TASK DIRECTIONS – Look through the records and report how many lines include the word "confidence", with no other words.

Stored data
PR #2425, opened 2026-06-09
feat(workflows): enable "best" confidence for semantic segmentation

leeclemnet:
## What does this PR do?

Allow "best" confidence for semantic segmentation inference now that model-eval supports it (https://github.com/roboflow/model_eval/pull/161), and make it the new default for the semantic seg model workflow block, matching other supported model blocks.

**Related Issue(s):** _n/a_

## Type of Change

## Testing

**Test details:**

- [x] Updated unit tests
- [x] Tested workflow in staging with local inference server
image
image

## Checklist

### DIFF
--- a/inference/core/workflows/core_steps/models/roboflow/semantic_segmentation/v2.py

REPLY TO THE EXERCISE – 2